▶ _ACTIVITY_:
The answer should contain all of the data, retyped without any alteration.

:: EXTRACTED MATERIAL ::

PR #306, opened 2016-08-31
Refactor eventer to use event channels & handlers

deadprogram:
This PR changes how Gobot internally handles events. It rewrites the Eventer to include all of the relevant functionality, and uses channels & selects to manage the event handling. The  `On()` and `Once()` functions have been moved into the Eventer interface, and use the event channels as their implementation. 

It is important to note that these functions are now called off of the driver/adaptor that implement them, no longer off of the global `gobot` package. This is a breaking change to the current interface.

In this example, the `On()` functions are called off of `button`:
```go
...
	button := gpio.NewButtonDriver(e, "myButton", "2")
	led := gpio.NewLedDriver(e, "myLed", "7")

	work := func() {
		button.On(gpio.ButtonPush, func(data interface{}) {
			led.On()
		})
		button.On(gpio.ButtonRelease, func(data interface{}) {
			led.Off()
		})
	}
...
```

The above code is the same as doing the following code "metal" using Gobot as a library not a full framework, by writing code to use just the event channel along with a `select()`:

```go
...
	led := gpio.NewLedDriver(e, "led", "13")
	button := gpio.NewButtonDriver(e, "button", "5")

	led.Start()
	button.Start()

	buttonEventChannel := button.Subscribe()
	for {
		select {
		case event := <-buttonEventChannel:
			if event.Name == gpio.ButtonPush {
				led.On()
			}
			if event.Name == gpio.ButtonRelease {
				led.Off()
			}
		}
	}
}
```

If you use the new `On()` function, it automatically runs your handler inside a goroutine. The above code is just a simple example, but could very easily do the same thing.


trevrosen:
@deadprogram this is a monster PR -- any guidance on how I should break it down for review?

deadprogram:
@trevrosen indeed, it is rather sizable, which is why I've asked the community for help :)

The changes here can be thought of as 3 sets of related changes:

- Gobot core changes to Eventer/Event and utils
- Changes to various drivers/adaptors to accommodate the new Eventer
- Changes to the examples that consume drivers/adaptors

Hopefully that provides a little more clarity as to the nature of the changes in this PR. Thanks again for your help!

trevrosen:
@deadprogram awesome I'll get into it.

eventer.go
```diff
@@ -1,36 +1,116 @@
...
+// handles events.
 type Eventer interface {
-	// Events returns the Event map.
-	Events() (events map[string]*Event)
-	// Event returns an Event by name. Returns nil if the Event is not found.
-	Event(name string) (event *Event)
-	// AddEvent adds a new Event given a name.
+	// Events returns the map of valid Event names.
+	Events() (eventnames map[string]string)
+	// Event returns the map of valid Event names.
```
trevrosen: Doc here seems incorrect, since `Event` returns a string

Also wondering if maybe `Event` shouldn't be `GetEvent` or something to match up as an obvious companion with `AddEvent`.

eventer.go
```diff
@@ -1,36 +1,116 @@
...
+
+	// slice of out channels used by subscribers
+	outs []eventChannel
 }
 
-// Eventer is the interface which describes behaviour for a Driver or Adaptor
-// which uses events.
+// Eventer is the interface which describes how a Driver or Adaptor
+// handles events.
 type Eventer interface {
```
trevrosen: *Caveat for all this feedback: I need to get all my Gobot knowledge back into a higher-lvl mental cache than it's in right now, so please forgive me if some of this comes across as a bit out-of-date or ignorant.*

If I want to delete an event, it would seem that right now I would just call `AddEvent` in such a way as to force a key collision and reset the value in the map. I suggest having `DeleteEvent` for removing a key and to make `AddEvent` throw an error if you try to add one with the same name. Does that make sense for what you're trying to achieve with this interface?

deadprogram: Yes, makes perfect sense. Thanks.

eventer.go
deadprogram: That is probably true, so as to clarify the exact intentions here. Thanks.

trevrosen:
@deadprogram I'm still grokking/reviewing, but I like the change so far. I hope that we can come up with a good narrative-style documentation for this so that it gets quick adoption!

eventer.go
deadprogram: Actually, I think we should leave it just `Event()` so we can keep the nice looking syntax like:

```go
sensor.On(sensor.Event("data"), func(data interface{})
```

I did update the comments as you suggested @trevrosen

rafael-azevedo:
The documentation for On() Off() functions need to be changed universally. I spent a good amount of time troubleshooting today when the issue was this change all along .

deadprogram:
Hi @rafael-azevedo you are correct, sorry about the confusion. The repo should have all been updated, however the site still shows older syntax.

We did not mean to release all this new functionality until the upcoming 1.0 version. However, I misunderstood how Golang was getting the code from Github, as discussed here https://github.com/hybridgroup/gobot/issues/319#issuecomment-252676389

Very sorry about the confusion, and the upcoming release should have all the code + docs in sync. If you want to see what is coming next, please checkout the `dev` branch: https://github.com/hybridgroup/gobot/tree/dev

rafael-azevedo:
@deadprogram  thanks for the info. I love the project , just trying to make sure there was not looked over .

:::

▶ _RESPONSE_:
PR #306, opened 2016-08-31
Refactor eventer to use event channels & handlers

deadprogram:
This PR changes how Gobot internally handles events. It rewrites the Eventer to include all of the relevant functionality, and uses channels & selects to manage the event handling. The  `On()` and `Once()` functions have been moved into the Eventer interface, and use the event channels as their implementation. 

It is important to note that these functions are now called off of the driver/adaptor that implement them, no longer off of the global `gobot` package. This is a breaking change to the current interface.

In this example, the `On()` functions are called off of `button`:
```go
...
	button := gpio.NewButtonDriver(e, "myButton", "2")
	led := gpio.NewLedDriver(e, "myLed", "7")

	work := func() {
		button.On(gpio.ButtonPush, func(data interface{}) {
			led.On()
		})
		button.On(gpio.ButtonRelease, func(data interface{}) {
			led.Off()
		})
	}
...
```

The above code is the same as doing the following code "metal" using Gobot as a library not a full framework, by writing code to use just the event channel along with a `select()`:

```go
...
	led := gpio.NewLedDriver(e, "led", "13")
	button := gpio.NewButtonDriver(e, "button", "5")

	led.Start()
	button.Start()

	buttonEventChannel := button.Subscribe()
	for {
		select {
		case event := <-buttonEventChannel:
			if event.Name == gpio.ButtonPush {
				led.On()
			}
			if event.Name == gpio.ButtonRelease {
				led.Off()
			}
		}
	}
}
```

If you use the new `On()` function, it automatically runs your handler inside a goroutine. The above code is just a simple example, but could very easily do the same thing.


trevrosen:
@deadprogram this is a monster PR -- any guidance on how I should break it down for review?

deadprogram:
@trevrosen indeed, it is rather sizable, which is why I've asked the community for help :)

The changes here can be thought of as 3 sets of related changes:

- Gobot core changes to Eventer/Event and utils
- Changes to various drivers/adaptors to accommodate the new Eventer
- Changes to the examples that consume drivers/adaptors

Hopefully that provides a little more clarity as to the nature of the changes in this PR. Thanks again for your help!

trevrosen:
@deadprogram awesome I'll get into it.

eventer.go
```diff
@@ -1,36 +1,116 @@
...
+// handles events.
 type Eventer interface {
-	// Events returns the Event map.
-	Events() (events map[string]*Event)
-	// Event returns an Event by name. Returns nil if the Event is not found.
-	Event(name string) (event *Event)
-	// AddEvent adds a new Event given a name.
+	// Events returns the map of valid Event names.
+	Events() (eventnames map[string]string)
+	// Event returns the map of valid Event names.
```
trevrosen: Doc here seems incorrect, since `Event` returns a string

Also wondering if maybe `Event` shouldn't be `GetEvent` or something to match up as an obvious companion with `AddEvent`.

eventer.go
```diff
@@ -1,36 +1,116 @@
...
+
+	// slice of out channels used by subscribers
+	outs []eventChannel
 }
 
-// Eventer is the interface which describes behaviour for a Driver or Adaptor
-// which uses events.
+// Eventer is the interface which describes how a Driver or Adaptor
+// handles events.
 type Eventer interface {
```
trevrosen: *Caveat for all this feedback: I need to get all my Gobot knowledge back into a higher-lvl mental cache than it's in right now, so please forgive me if some of this comes across as a bit out-of-date or ignorant.*

If I want to delete an event, it would seem that right now I would just call `AddEvent` in such a way as to force a key collision and reset the value in the map. I suggest having `DeleteEvent` for removing a key and to make `AddEvent` throw an error if you try to add one with the same name. Does that make sense for what you're trying to achieve with this interface?

deadprogram: Yes, makes perfect sense. Thanks.

eventer.go
deadprogram: That is probably true, so as to clarify the exact intentions here. Thanks.

trevrosen:
@deadprogram I'm still grokking/reviewing, but I like the change so far. I hope that we can come up with a good narrative-style documentation for this so that it gets quick adoption!

eventer.go
deadprogram: Actually, I think we should leave it just `Event()` so we can keep the nice looking syntax like:

```go
sensor.On(sensor.Event("data"), func(data interface{})
```

I did update the comments as you suggested @trevrosen

rafael-azevedo:
The documentation for On() Off() functions need to be changed universally. I spent a good amount of time troubleshooting today when the issue was this change all along .

deadprogram:
Hi @rafael-azevedo you are correct, sorry about the confusion. The repo should have all been updated, however the site still shows older syntax.

We did not mean to release all this new functionality until the upcoming 1.0 version. However, I misunderstood how Golang was getting the code from Github, as discussed here https://github.com/hybridgroup/gobot/issues/319#issuecomment-252676389

Very sorry about the confusion, and the upcoming release should have all the code + docs in sync. If you want to see what is coming next, please checkout the `dev` branch: https://github.com/hybridgroup/gobot/tree/dev

rafael-azevedo:
@deadprogram  thanks for the info. I love the project , just trying to make sure there was not looked over .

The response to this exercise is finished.